The chamber's mission as the leading business organization in Illinois, the Illinois Chamber of Commerce is dedicated to advocating for a business environment that promotes economic growth, free enterprise, and a competitive economic environment for businesses of all sizes and across all industries. The Illinois Chamber works as an independent entity, taking no source of funding from the Illinois State Government

The chamber's focus is to raise and expend funds from its members for the purposes of financing and sponsoring, publishing, promoting and distributing research on issues important to businesses or issues and analyses of the Illinois economy and business climate; provide educational forums that facilitate the discussion and debate of policy or operational matters that impact businesses generally, business segments of the Illinois economy, or the Illinois business climate; and with other organizations, sponsor activities and research projects that are consistent with the stated purposes above.” The Illinois Chamber serves businesses large and small and works with state government leaders regardless of party affiliation to educate and influence lawmakers on ways to enhance the state's economy through enacting pro-business legislation.

The Illinois Chamber has hosted many political leaders in the past, including President George W. Bush in 2008 when he addressed Illinois Chamber members and the world about the state of the economy.

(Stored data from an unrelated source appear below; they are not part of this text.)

PR #2301, opened 2021-02-20
Make two properties Obsolete

sungam3r:


Shane32 (approved):

Shane32:
Would suggest something like this where needed:
image

Shane32:
See #1827

PR #2306, opened 2021-02-22
Add ISchema.ValueConverters

### LINKED ISSUE #885: Expose IAstFromValueConverters Registered with Schema
## Summary

It would be nice if all IAstFromValueConverters registered with a Schema were made available in a public, 
 read-only collection on Schema. These seem to be the only types the user can register that aren't made available this way.

### Basic example

```
public class Schema
{
    //All Existing functionality...

    public IEnumerable<IAstFromValueConverter> ValueConverters { get; }
}
```
### Motivation

I'm writing a utility to allow for the definition of 'partial schemas' that can be rolled up into a single composite. The structure of Schema makes this trivial for the most part, but the lack of access to Value Converters means I can't register these in my composite without resorting to reflection.

sungam3r:
fixes #885

### DIFF
--- a/docs2/site/docs/migrations/migration4.md
+++ b/docs2/site/docs/migrations/migration4.md
@@ -172,6 +172,7 @@ This may be needed to get the parameters of parent nodes.
 
 ### Other Features
 
+* New property `ISchema.ValueConverters`
 * New method `IParentExecutionNode.ApplyToChildren`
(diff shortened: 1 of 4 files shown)


Shane32 (approved):
Should we add a bullet point in the migration document under new features?  Ok either way.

The Illinois Chamber serves all businesses and employers in Illinois.

==Functions==

===Membership===

Membership is the driving force behind the Illinois Chamber's operation, working with employers across the state to develop a pro-growth, pro-business, pro-Illinois agenda. The Illinois chamber of Commerce does not receive funding from any governmental entity and is fully independent.

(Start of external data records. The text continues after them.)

PR #2307, opened 2021-02-23
Cleanup ScalarGraphType

Shane32:
This cleans up the API and eliminates boxing for many types of scalar graph types when accessed by `CanParseLiteral`.

I did not add code for `CanParseValue` because in almost all instances, `ValueConverter` is called, and so it cannot be determined which types can be supported.  Besides, that code path is not used by GraphQL.Net.

A `try..catch` block was only needed by a couple scalars.

### DIFF
--- a/src/GraphQL/Types/Scalars/LongGraphType.cs
+++ b/src/GraphQL/Types/Scalars/LongGraphType.cs
@@ -18,5 +18,8 @@ namespace GraphQL.Types
 
         /// <inheritdoc/>
         public override object ParseValue(object value) => ValueConverter.ConvertTo(value, typeof(long));
+
+        /// <inheritdoc/>
+        public override bool CanParseLiteral(IValue value) => value is IntValue || value is LongValue;
     }
 }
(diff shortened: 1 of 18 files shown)


sungam3r:
> because in almost all instances, ValueConverter is called, and so it cannot be determined which types can be supported. 

I thought that one of our goals is to replace these calls. We already talked about this.

src/GraphQL/Types/Scalars/LongGraphType.cs
```diff
@@ -18,5 +18,8 @@ public class LongGraphType : ScalarGraphType
 
         /// <inheritdoc/>
         public override object ParseValue(object value) => ValueConverter.ConvertTo(value, typeof(long));
+
+        /// <inheritdoc/>
+        public override bool CanParseLiteral(IValue value) => value is IntValue || value is LongValue;
```
sungam3r, line 23: I would prefer to keep `switch value` style everywhere even in the simplest cases.

sungam3r: OK, nevermind.

sungam3r (approved):
We can delete `ValueConverter.ConvertTo` calls in another PR.

Shane32:
> > because in almost all instances, ValueConverter is called, and so it cannot be determined which types can be supported.
> 
> I thought that one of our goals is to replace these calls. We already talked about this.

I still agree.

===Political Action Committee===

Created in 1975, Chamber PAC is one of the oldest business political action committees in Illinois.

===Foundation===
The main purpose of the Illinois Chamber of Commerce Foundation is to raise and expend funds for financing and sponsoring, publishing, promoting, and distributing research on issues important to businesses or issues and analyses of the Illinois economy and business climate; providing educational forums that facilitate the discussion and debate of policy or operational matters that impact businesses generally, business segments of the Illinois economy, or the Illinois business climate; and with other organizations, sponsor activities, and research projects that are consistent with the stated purposes above.

==Legislative Activity ==
Workers' Compensation -The Illinois Chamber took the lead in the last 8 years to enact legislation to reform the workers' compensation system on behalf of employers across Illinois.